- _What you will do_: Each and every line of the data must appear exactly as given.

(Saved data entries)
------------------------------------------------------------

PR #1434, opened 2020-07-08
Dynamic code gen for generic local variables.

csyonghe:
This PR adds basic support of generic local variables when generating dynamic dispatch code.
For example,
```
interface IInterface
{
    [mutating]
    int Compute(int inVal);
};

int GenericCompute<T:IInterface>(int inVal)
{
    T obj;
    obj.Compute(3);
    return obj.Compute(inVal); // 3 + inVal
}
```

When compiling a generic function, the generic type parameter `T` is lowered into an ordinary `RTTI` parameter, i.e. `__rtti_t rttiObj_T`, which is used to store type information of `T`. In this PR, the only info stored in a RTTI object is the type size. A RTTI object is represented as a set of key-value pairs (`IRRRTIEntry`) as operands in an `IRRTTIObject` inst. 

A local variable declaration `T obj` is then translated into a stack allocation:
```
obj = alloca(rtti_extract_size(rttiObj_T))
```
When calling a generic function with a concrete type `S`, the compiler construct an  RTTI object for `S` at global scope, and pass a pointer to the RTTI object as argument to the lowered generic type parameter. An `alloca` instruction returns `RTTIPointer(ptr_to_rtti_object)` type. `Load`s of pointers of `RTTIPointer` type can only occur as the `value` argument in a `Store` inst (for assignments) or when calling another generic/interface function. In both cases, we don't really need the load and can just use the pointer instead. `lowerGenerics` pass is changed to include the logic to eliminate such `Load`s.

This PR implements RTTI object as a new type of entity in the IR: `IRRTTIObject`, which has type `IRRTTIType`. Related instructions are added to construct and extract info from a RTTI object: `IRMakeRTTIObject`, `IRRTTIExtractSize`.

`Store`s of generic variables are translated into `Copy`s in the IR, and `Copy` instructions will be emitted as `memcpy` calls in `CPPEmitter`.


csyonghe:
There are still some fundamental issues, this PR is not ready for review yet.

csyonghe:
@tfoleyNV This PR is ready for review.

source/slang/slang-ir-lower-generics.cpp
```diff
@@ -208,6 +237,133 @@ namespace Slang
...
+            // 2. call(f, load(genVar)) when calling a generic function or a member function
+            //    via an interface witness lookup. In this case, we need to replace with
+            //    just `genVar`, since that function has already been lowered to take
+            //    raw pointers.
+            // Here we replace all uses of load to just the pointer itself.
+            // After this, all arguments in `call`s will be in its correct form.
+            // All `store`s will become `store(x, genVar)`, and still need
+            // to be translated into a `copy`, we leave that step when we get to
+            // process the `store` inst.
+            loadInst->replaceUsesWith(loadInst->getOperand(0));
```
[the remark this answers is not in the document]
tfoleyNV: A final note here is that at some level the ideal situation would be to completely eliminate all `var`s of generic/assocaited type, and somehow have code that only uses SSA temporaries of those types. Doing so doesn't eliminate the need for `alloca()` or register allocation strategies, but it does eliminate the issue of mutation.

Ideally the one exception to this rule would be the `var`s we currently allocate to manage the storage for `inout` and `out` arguments. We could conceivably mark those variables with a decoration (or even us a special opcode/type/something) to make their role clear, and then have special-case strategies to handle those `var`s (e.g., the `var` for an `inout` argument will never be mutated after its use as an argument, so it is safe to use its pointer as a replacement for downstream `load`s.

source/slang/slang-ir-lower-generics.cpp
```diff
@@ -208,6 +237,133 @@ namespace Slang
...
+            auto typeSize = builder->getIntValue(builder->getIntType(), sizeAndAlignment.size);
+            auto sizeEntry = builder->emitRTTIEntry(kRTTISize, typeSize);
+            result = builder->emitMakeRTTIObject(makeArrayView(sizeEntry));
+
+            // Give a name to the rtti object.
+            if (auto exportDecoration = typeInst->findDecoration<IRExportDecoration>())
+            {
+                String rttiObjName = "__rtti_" + String(exportDecoration->getMangledName());
+                builder->addExportDecoration(result, rttiObjName.getUnownedSlice());
+            }
```
tfoleyNV, line 362: Can the RTTI object just use the mangled name of the type itself for export? At this point we are late enough in the compiler that we are concerned with the linker of the target machine and not the Slang linker, so there is no need to worry about clashes with the mangled name of the type itself. Prefixing the name is fine for now, but seems like overkill.

(Also: one minor note is that some platforms/toolchains apparently support compressing string tables for binaries based on the idea that many symbol names will have long prefixes in common. As a result, we should tend to pick mangling strategies that make related symbols have the same prefix, which means adding the text that differentiates symbols to the end of the name instead of the beginning.)

source/slang/slang-ir.cpp
```diff
@@ -634,6 +634,13 @@ namespace Slang
         return entryBlock->getParams();
     }
 
+    IRInst* IRGlobalValueWithParams::getFirstNonParamInst()
+    {
+        auto lastParam = getLastParam();
+        if (lastParam == nullptr)
+            return getFirstBlock()->getFirstInst();
+        return lastParam->next;
+    }
```
tfoleyNV, line 643: As discussed elsewhere, I *think* this function does what `getFirstOrdinaryInst` already does.

source/slang/slang-ir.cpp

------------------------------------------------------------

- _Response_:
PR #1434, opened 2020-07-08
Dynamic code gen for generic local variables.

csyonghe:
This PR adds basic support of generic local variables when generating dynamic dispatch code.
For example,
```
interface IInterface
{
    [mutating]
    int Compute(int inVal);
};

int GenericCompute<T:IInterface>(int inVal)
{
    T obj;
    obj.Compute(3);
    return obj.Compute(inVal); // 3 + inVal
}
```

When compiling a generic function, the generic type parameter `T` is lowered into an ordinary `RTTI` parameter, i.e. `__rtti_t rttiObj_T`, which is used to store type information of `T`. In this PR, the only info stored in a RTTI object is the type size. A RTTI object is represented as a set of key-value pairs (`IRRRTIEntry`) as operands in an `IRRTTIObject` inst. 

A local variable declaration `T obj` is then translated into a stack allocation:
```
obj = alloca(rtti_extract_size(rttiObj_T))
```
When calling a generic function with a concrete type `S`, the compiler construct an  RTTI object for `S` at global scope, and pass a pointer to the RTTI object as argument to the lowered generic type parameter. An `alloca` instruction returns `RTTIPointer(ptr_to_rtti_object)` type. `Load`s of pointers of `RTTIPointer` type can only occur as the `value` argument in a `Store` inst (for assignments) or when calling another generic/interface function. In both cases, we don't really need the load and can just use the pointer instead. `lowerGenerics` pass is changed to include the logic to eliminate such `Load`s.

This PR implements RTTI object as a new type of entity in the IR: `IRRTTIObject`, which has type `IRRTTIType`. Related instructions are added to construct and extract info from a RTTI object: `IRMakeRTTIObject`, `IRRTTIExtractSize`.

`Store`s of generic variables are translated into `Copy`s in the IR, and `Copy` instructions will be emitted as `memcpy` calls in `CPPEmitter`.


csyonghe:
There are still some fundamental issues, this PR is not ready for review yet.

csyonghe:
@tfoleyNV This PR is ready for review.

source/slang/slang-ir-lower-generics.cpp
```diff
@@ -208,6 +237,133 @@ namespace Slang
...
+            // 2. call(f, load(genVar)) when calling a generic function or a member function
+            //    via an interface witness lookup. In this case, we need to replace with
+            //    just `genVar`, since that function has already been lowered to take
+            //    raw pointers.
+            // Here we replace all uses of load to just the pointer itself.
+            // After this, all arguments in `call`s will be in its correct form.
+            // All `store`s will become `store(x, genVar)`, and still need
+            // to be translated into a `copy`, we leave that step when we get to
+            // process the `store` inst.
+            loadInst->replaceUsesWith(loadInst->getOperand(0));
```
[the remark this answers is not in the document]
tfoleyNV: A final note here is that at some level the ideal situation would be to completely eliminate all `var`s of generic/assocaited type, and somehow have code that only uses SSA temporaries of those types. Doing so doesn't eliminate the need for `alloca()` or register allocation strategies, but it does eliminate the issue of mutation.

Ideally the one exception to this rule would be the `var`s we currently allocate to manage the storage for `inout` and `out` arguments. We could conceivably mark those variables with a decoration (or even us a special opcode/type/something) to make their role clear, and then have special-case strategies to handle those `var`s (e.g., the `var` for an `inout` argument will never be mutated after its use as an argument, so it is safe to use its pointer as a replacement for downstream `load`s.

source/slang/slang-ir-lower-generics.cpp
```diff
@@ -208,6 +237,133 @@ namespace Slang
...
+            auto typeSize = builder->getIntValue(builder->getIntType(), sizeAndAlignment.size);
+            auto sizeEntry = builder->emitRTTIEntry(kRTTISize, typeSize);
+            result = builder->emitMakeRTTIObject(makeArrayView(sizeEntry));
+
+            // Give a name to the rtti object.
+            if (auto exportDecoration = typeInst->findDecoration<IRExportDecoration>())
+            {
+                String rttiObjName = "__rtti_" + String(exportDecoration->getMangledName());
+                builder->addExportDecoration(result, rttiObjName.getUnownedSlice());
+            }
```
tfoleyNV, line 362: Can the RTTI object just use the mangled name of the type itself for export? At this point we are late enough in the compiler that we are concerned with the linker of the target machine and not the Slang linker, so there is no need to worry about clashes with the mangled name of the type itself. Prefixing the name is fine for now, but seems like overkill.

(Also: one minor note is that some platforms/toolchains apparently support compressing string tables for binaries based on the idea that many symbol names will have long prefixes in common. As a result, we should tend to pick mangling strategies that make related symbols have the same prefix, which means adding the text that differentiates symbols to the end of the name instead of the beginning.)

source/slang/slang-ir.cpp
```diff
@@ -634,6 +634,13 @@ namespace Slang
         return entryBlock->getParams();
     }
 
+    IRInst* IRGlobalValueWithParams::getFirstNonParamInst()
+    {
+        auto lastParam = getLastParam();
+        if (lastParam == nullptr)
+            return getFirstBlock()->getFirstInst();
+        return lastParam->next;
+    }
```
tfoleyNV, line 643: As discussed elsewhere, I *think* this function does what `getFirstOrdinaryInst` already does.

source/slang/slang-ir.cpp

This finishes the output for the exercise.